▶ [Description of the task]:
Scan the entries for lines containing the string "createSection". Reply with how many there are, and nothing else.

Records excerpted from a collection:

_____

PR #490, opened 2020-10-01
Special diagonal rounded button.

adsingh14:
Added: Special Button with diagonally-curved corners.

Issue: For this button, there's should not included `.rounded-btn`, it's already curved from corners.


src/components/special/_rounded-diagonal.less
```diff
@@ -0,0 +1,19 @@
+.rounded-diagonal-btn {
+  background: #7c26c2;
```
shahednasser, line 2: Instead of giving it a background color, use one of the colors we have in the example (for example purple-btn). This will help the person using this button to change the color by using whatever colored classes we have.

src/components/special/_rounded-diagonal.less
```diff
@@ -0,0 +1,19 @@
...
+  font: bold 24px "Syne";
```
shahednasser, line 3: remove font-family "Syne" as this is set in the website but shouldn't be set in sbuttons.css

shahednasser (changes requested):
Thank you for your contribution. It looks good but I have a few comments below. Additionally, from a ux perspective, the button when clicked should give feedback to the user that they clicked it (For example, adding box-shadow on active state). Please add something similar that you find fitting for this button.

shahednasser:
Also there seems to be some problems with other buttons after you merged the master to your branch. Please fix this.

src/components/special/_rounded-diagonal.less
adsingh14: I've set that font to overlap to cursive-font which doesn't match with the button theme. And 'retro button' .less file is also having the custom font.

shahednasser: In retro button the font is imported in the Less file and it is necessary to the button's design. Syne is not imported in the Less file it's just the font of the website. If you want to change the font-family to Syne then set it in `assets/css/index.css` as it is not required for the button itself.

src/components/special/_rounded-diagonal.less
adsingh14: I think that's special category button which is why I used css file for background-color.

adsingh14: It lies under special category, instead of using 'purple-btn' from js, I prefer to use the same color from **sbuttons.less**.

adsingh14: If I add second class from js file then it won't show the period in `class snippet`.

image

adsingh14: Added !

adsingh14:
Recent update button shadow is working with both theme.

shahednasser:
It looks great but I see now that the added button's "rounded-btn" section is unnecessary. Maybe we can add a key in the javascript option, something like "shouldHaveRounded" and then in `createSection` it checks if this key is in the object and it is set to false then we shouldn't add a rounded buttons section. We'll also have to add it in the documentation in CONTRIBUTING.md. Can you do that?

adsingh14:
> 
> 
> It looks great but I see now that the added button's "rounded-btn" section is unnecessary. Maybe we can add a key in the javascript option, something like "shouldHaveRounded" and then in `createSection` it checks if this key is in the object and it is set to false then we shouldn't add a rounded buttons section. We'll also have to add it in the documentation in CONTRIBUTING.md. Can you do that?

I was referring about that issue. I can do it, but need some time.

shahednasser:
@adsingh14 no problem take your time!

adsingh14:
I was thinking to add that **key** but my focus was on button.

shahednasser:
If you would like to add it please add it to this PR as it will make the button look better in terms of presentation.

But if you don't want to work on it that's fine too! Let me know.

adsingh14:
I can do it. Figuring out the examples.js workflow.

adsingh14:
I have added key for 'Rounded button' class. If anyone use `shouldHaveRoundedType: false`, then it will hide '.rounded-btn' section.

shahednasser:
Looks great thank you for your work!

@adsingh14 we have created a new organization for this repo and added a team of reviewers. I think you have been able to grasp the idea of the project fast and have been a great help! Would you be like to added as a reviewer in this repo?

shahednasser:
@all-contributors please add @adsingh14 for idea

adsingh14:
> 
> 
> Looks great thank you for your work!
> 
> @adsingh14 we have created a new organization for this repo and added a team of reviewers. I think you have been able to grasp the idea of the project fast and have been a great help! Would you be like to added as a reviewer in this repo?

Reviewer 🤔... Okay, let me in ! I would love to provide ideas and be a part of this project.

Issue #1240, opened 2021-01-28
Choose a new font


shahednasser:
We are currently using [Syne](https://fonts.google.com/specimen/Syne?query=syne) for the font of the website. Choose a better font for the website in a new pull request

3n1k0:
Hello, can I pick this up?

shahednasser:
Hello @3n1k0 yes you can I will assign you

PR #1290, opened 2021-02-07
Add new font

3n1k0:
Updated font Syne to Montserrat. 
Issue: #1240


shahednasser (changes requested):
Thank you for the great work @3n1k0 . I have noticed that we are using many fonts for different parts of the website (for example Philosopher) so can you remove all additional fonts and just use Montserrat?

shahednasser:
Great thank you!

@all-contributors please add @3n1k0 for code

Issue #1256, opened 2021-01-29
Make header section smaller on small devices


shahednasser:
On small devices (width <= 768px) the header part of the section, i.e. the entire part in the navy blue area, should become smaller. There's a lot of empty space on mobile devices. You can change the height or remove the margin, any solution that you find best fitting

JLambertazzo:
I can work on this!

shahednasser:
Hello @JLambertazzo I will assign you

PR #1297, opened 2021-02-13
Increased Header Responsiveness

JLambertazzo:
Made the header more responsive to screen sizes <768px wide. Slight change in order of media queries to ensure they work as expected.

Issue: #1256


shahednasser (changes requested):
Thank you @JLambertazzo for your work. There is still a responsivity issue you can see it when the width is between 649px and 501px and the height is less than 640px. Can you fix that?

Also please remove any changes in sbuttons.min.css

JLambertazzo:
Fixed the specified issues with responsiveness. I believe the changes to .min.css were automatic actions not any changes I made myself, should I still revert them?

shahednasser:
Great thank you!

@all-contributors please add @JLambertazzo for code

Issue #1263, opened 2021-01-29
Add transition property for Rounded Diagonal buttons


shahednasser:
Transition property with value `all .2s` should be added to the [Rounded Diagonal buttons](https://sbuttons.github.io/sbuttons/examples.html#rounded-diagonal-tl) both top left and top right

angelascode:
I'll resolve this issue also.  Please assign. Thanks

shahednasser:
@angelascode I have assigned you the issue

shahednasser:
Unassigning @angelascode due to inactivity

mainak-debnath:
I can work on this one too

shahednasser:
Sure @mainak-debnath I'll assign you

PR #1309, opened 2021-02-18
Added transition to rounded-diagonal buttons

mainak-debnath:
Added `transition: all 0.2s` to rounded-diagonal button, both top-left and top-right

Issue: #1263


shahednasser:
Great work thanks!

Issue #1311, opened 2021-02-19
Properly center button title


shahednasser:
Button titles are not properly centered, someone used margins instead of properly centering the title.

The title should be properly centered horizontally. You can look below for an example.

![Not centered title](https://user-images.githubusercontent.com/27354907/108503678-773ffe00-72bd-11eb-8e2d-1fb8eeb5fcdc.png)

3n1k0:
Hi @shahednasser, can I pick this up?

shahednasser:
Hello @3n1k0 yes I'll assign you

PR #1318, opened 2021-02-19
Centered button sub-headers

3n1k0:
Centered section sub-headers on the example page. 

Issue: #1311


shahednasser (changes requested):
Thank you for your work but this doesn't fix the issue. The issue is that the headline is not properly centered, it's centered by margining it so that should be fixed

3n1k0:
Hi, I had to add a new container to be able to center the sub-headings with the icons. Let me know if you think it's optimal!

shahednasser:
Great work thanks!

@all-contributors please add @3n1k0 for bug and code

PR #1322, opened 2021-02-22
Fix punctuation typo in the documentation

dafiulh:
Issue: Space should be placed after ".", not before


shahednasser:
Awesome thanks for finding that!

@all-contributors please add @dafiulh for documentation

PR #1331, opened 2021-02-25
Updated hinge animation

kalimah-apps:
Hinge is now triggered by hover and adding animated class.

Issue:
#1022


dsnehasish74:
If I am not wrong you already did a pull request so it is better to do a commit on that rather making a new pull request.  Thankyou

shahednasser:
As @dsnehasish74 said, I'll be closing this PR.

PR #1333, opened 2021-02-26
Improve footer design

Bc-coding:
I've made some changes to the footer layout in the index.html, documentation.html and examples.html. As well as the corresponding styles in main.css and footer.css. Please review the changes. Thank you.

Issue:


shahednasser (changes requested):
Hello thank you for contributing! I have a few comments:

1. Please move the links to the first or second section because it's not visible due to carbon ads placement
2. Remove changes in package-lock.json

PR #1334, opened 2021-02-27
Improve footer design

Bc-coding:
Hello Shahednasser, please see the further changes I made as per your comments. I moved footer links to the 2nd section as well as removed the changes in package-lock.json. please take a look the updated version. let me know what you think. thank you! 

Issue:


shahednasser (changes requested):
Thank you for making the changes but the same problem persists which is that part of the footer will not be visible. Let's make it two columns instead of one

Note: You don't need to open a new PR each time, simply commit changes to the branch you created for this PR

Bc-coding:
Hi, thanks for your feedback! I've made the changes to avoid the content being hidden partially. Please take a look and I appreciate your thoughts.

shahednasser:
That's a nice approach but I still think that having two columns in the footer instead of three would be better. I think placing the text in the last column of the footer should be below the logo and the resize the logo to make it smaller

Bc-coding:
Hi Shahed, Thank you for your reply. I have some questions regarding your comments before I make further changes. I appreciate your reply. 
1. having two columns in the footer instead of three would be better. -- a) do you mean having two columns in the desktop screen? If so, should I place logo in the first column, in the second column I place links  and the desc as two separate nested div?  b) in the small screen, the same concept applies but we have two rows instead.
2. placing the text in the last column of the footer should be below the logo and the resize the logo to make it smaller -- Do you mean the text should be below the logo for the small screen size only? Or do you mean for all screen sizes?

shahednasser:
Hi @Bc-coding , here's a description of what I mean to answer your questions:

In the big screen it should be two columns. The first column should have the logo but smaller than it is now with the description below it and the second column should have the links.
On smaller screens, it should be all below each other. logo first, then description, then links. 
I also suggest adding some padding to the footer (more than it is now).

Let me know if you have any other questions.

Bc-coding:
Hi Shahed,

I've made some changes to the layout into 2 columns. Please take a look and let me know what you think.

documentation.html
```diff
@@ -525,6 +525,8 @@ <h4 class="display-inlineBlock">Adding dark-mode as an attribute</h4><a  href="#
   <span class="scroll-top" data-scroll="up" style="display: none;">
     <i class="fa fa-chevron-circle-up" aria-hidden="true"></i>
   </span>
+<<<<<<< HEAD
```
shahednasser, line 528: Please remove all new lines containing "<<<<<" or ">>>>" or "====" or anything similar as it is the result of issues in merging

shahednasser:
Unfortunately this PR has gotten messy and I'm unable to help you resolve this as well. I will be closing this now but please submit another PR and hopefully we can work through this there. Thank you.

Issue #1346, opened 2021-03-13
Projects Using Sbuttons Page


dsnehasish74:
**1 - Describe the bug**
When we hover a link of the dropdown menu of this projects page Its background turns into white that is looking bit odd rather I think the design should be like home page dropdown links.

**3 - Screenshots (if applicable)**
![Screenshot (545)](https://user-images.githubusercontent.com/58779604/111017270-5c523c80-83d8-11eb-94f5-b5643bcc5e6d.png)

owen-young:
I am currently working on this issue.

PR #1347, opened 2021-03-14
Fix for #1346, changed where css files were imported in projects.html

owen-young:
Issue: #1346

I changed where the links to the local stylesheets occurred in order to match how it works in index.html. There were many rules being erroneously overwritten as seen here:
image

After placing the local stylesheets after the bootstrap/fontawesome ones, the dropdown menu now has the correct highlighting. Along with this, some rules in projects.css were removed so that it has the same applied rules as the dropdown in index.html. The removed rules served no purpose (that I could see, I apologize if these were put in for another reason).

### DIFF
--- a/assets/css/projects.css
+++ b/assets/css/projects.css
@@ -75,11 +75,3 @@ main {
   color: #fff;
 }
 /* dark mode style ends here */
-.btn-group ul {
-  background: var(--sidebar-color);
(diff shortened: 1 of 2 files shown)


shahednasser:
Thank you for your work, but this issue now won't be applied considering the website has changed. again thank you!

PR #1349, opened 2021-03-17
Added animated class to Liquid and Rainbow button

A3vk:
I added the animated class to the Liquid and the Rainbow button. I saw that the hover effect was unique for each color button. I updated this, so this is now only specified one time in the CSS file.

Issue: #1022


shahednasser:
Awesome thank you!

@all-contributors please add @A3vk for code

Issue #1354, opened 2021-03-17
Cannot refresh non-home page


TomWBush:
**1 - Describe the bug**
When refreshing the site on any pages other than the home page, the website gives up with a 404 status.

**2 - Expected behavior of what should have happened (if applicable)**
The website should be able to refresh in any page.

dsnehasish74:
I want to work on this issue. This can be done easily by adding the _redirect file in the public folder

TomWBush:
Sure you can work on it.

shahednasser:
Thank you for catching that @TomWBush !

PR #1356, opened 2021-03-17
Resolve Refresh Problem

dsnehasish74:
issue : #1354
This should resolve this problem


shahednasser:
Great work thanks!

@all-contributors please add @dsnehasish74 for bug

PR #9, opened 2017-02-27
Fix build by removing books from include paths in SUMMARY.adoc

sgilda:


jenmalloy:
@stianst Could this change break the GitBook build if it is merged?

stianst:
Yes, please don't merge this as it will break community builds. Why is this change being made?

sgilda:
@stianst : Please see my email with subject 'Issues with the keycloak-documentation repository' that I sent on February 27. Since you need the book folder in the path for the SUMMARY.adoc file, is it possible to update the Python script to generate the master.adoc file without the book folder in the include path?

PR #31, opened 2017-03-09
KEYCLOAK-4527 KEYCLOAK-4404

patriot1burke:
No import LDAP and Client Initiated Account Linking


stianst:
@jenmalloy FIY this is for Keycloak 3.x only

jenmalloy:
@stianst Thanks!

PR #38, opened 2017-03-14
Fixing sentence

pedroigor:
@jenmalloy, you suggested this change, right ?


jenmalloy:
@pedroigor, yes, thank you!

PR #55, opened 2017-03-17
Docker Protocol Docs

josh-cain:
Combines server_admin_guide #59 and securing_apps_guide #55

Also included a section for the quickstart .zip to help clarify some of the confusion on KEYCLOAK-3592


securing_apps/topics/docker/quickstart-zip.adoc
```diff
@@ -0,0 +1,22 @@
...
+
+WARNING: This installation method is meant to be an easy way to get a docker registry authenticating against a keycloak server.  It is intended for development purposes only and should never be used in a production or production-like environment.
+
+The zip file installation mechanism provides a quickstart for developers who want to understand how the keycloak server can interact with the docker registry.  In order to configure the quickstart:
+
+ 1. Begin by creating a client configuration.  At this point you won't have a docker registry - the quickstart will take care of that part.
+ 1. Choose the "Quickstart" option from the installation tab and download the .zip file
+ 1. Unzip the archive to the desired location, and open the directory.
+ 1. Start the docker registry with `docker-compose up`
+ 1. Configure the realm in which the docker client is configured to use HTTP/Basic authentication as the browser auth flow
```
mstruk: This part about HTTP Basic Authentication should be more explicit - i.e.:

1. In Admin Console realm configuration under *Authentication* / *Flows* tab click *New* to create a new Authentication flow. Give it some alias e.g. 'docker auth'. For *Top Level Flow Type* select 'generic'.
1. Click on *Add execution* and select a provider called 'HTTP Basic Authentication'.
1. Make sure the execution is set to *Required*.
1. Go to *Bindings* tab, and change 'Browser Flow' to just created 'docker auth'.

securing_apps/topics/docker/quickstart-zip.adoc
```diff
@@ -0,0 +1,22 @@
+[[_docker_quickstart_zip]]
+
+=== Docker Registry Quickstart Zip
+
+WARNING: This installation method is meant to be an easy way to get a docker registry authenticating against a keycloak server.  It is intended for development purposes only and should never be used in a production or production-like environment.
+
+The zip file installation mechanism provides a quickstart for developers who want to understand how the keycloak server can interact with the docker registry.  In order to configure the quickstart:
+
+ 1. Begin by creating a client configuration.  At this point you won't have a docker registry - the quickstart will take care of that part.
```
mstruk: Let's instruct the user to first create a new realm to avoid issues after setting Browser Flow to custom one that only contains 'HTTP Basic Authentication'.

securing_apps/topics/docker/quickstart-zip.adoc
mstruk: Note:  Authenticator to use is now 'Docker Authenticator', and not 'HTTP Basic Authentication'.

josh-cain:
@mstruk Updated.  Also changed the 'quickstart' verbiage out to correspond to accompanying PR.

stianst:
@cainj13 I'll try to find time to dig into this PR in more detail, but it seems that for some reason you are using the browser based authentication flow and some custom authenticators? That makes little sense to me as the Docker client is not browser based. Why is it not just using the direct grant flow?

thomasdarimont:
This looks awesome! I hope the will there be a blog post about authenticating 
against Keycloak when using a docker registry :)

josh-cain:
@stianst Yeah, you're right.  This kind of resource owner credentials -> token exchange would probably fit better under that type of flow.  Would switching to that flow suffice?  There is discussion on KEYCLOAK-3592 of a new flow entirely...

josh-cain:
@thomasdarimont There most certainly will be ;)

server_installation/topics/profiles.adoc
```diff
@@ -34,6 +34,7 @@ The features that can be enabled and disabled are:
 * Authorization - authorization services
 * Impersonation - ability for admins to impersonate users
 * Script - write custom authenticators using JavaScript
+* Docker - use docker-v2 authentication protocol
```
vmuzikar: Should we mention that the docker profile is disabled by default in the community (unlike the all other profiles which are enabled)?

mstruk:
We should also add instructions on how to activate docker-v2 feature.

josh-cain:
@mstruk Added instructions and squashed to single commit

stianst (changes requested):
Fixed some issues in summary and I made two changes here https://github.com/cainj13/keycloak-documentation/pull/1:
* Merge to a  single page. I think this is better than the 3 different pages as there's not much on each page.
* Link to profile page for details on how to enable and also updated the profiles page. I will improve the profiles page later and also want to add an option to configure the profile in standalone.xml instead of a different properties file (https://issues.jboss.org/browse/KEYCLOAK-4994).

One addition that would be nice is a brief intro to the 3 different options in the first section.

PR #56, opened 2017-03-20
KEYCLOAK-4335: documentation for x509 client certificate authentication

brat000012001:
Documentation for x509 client cert authentication (as per Stian's request).

JIRA: KEYCLOAK-4610


stianst:
@jenmalloy FIY this is not for 7.1

PR #93, opened 2017-04-03
Fixed typos about technical term

tnorimat:
Fixed some typos about technical term in Compromised Access Codes  and Session and Token Timeouts.


stianst:
Thanks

_____

▶ [Finished exercise]:
2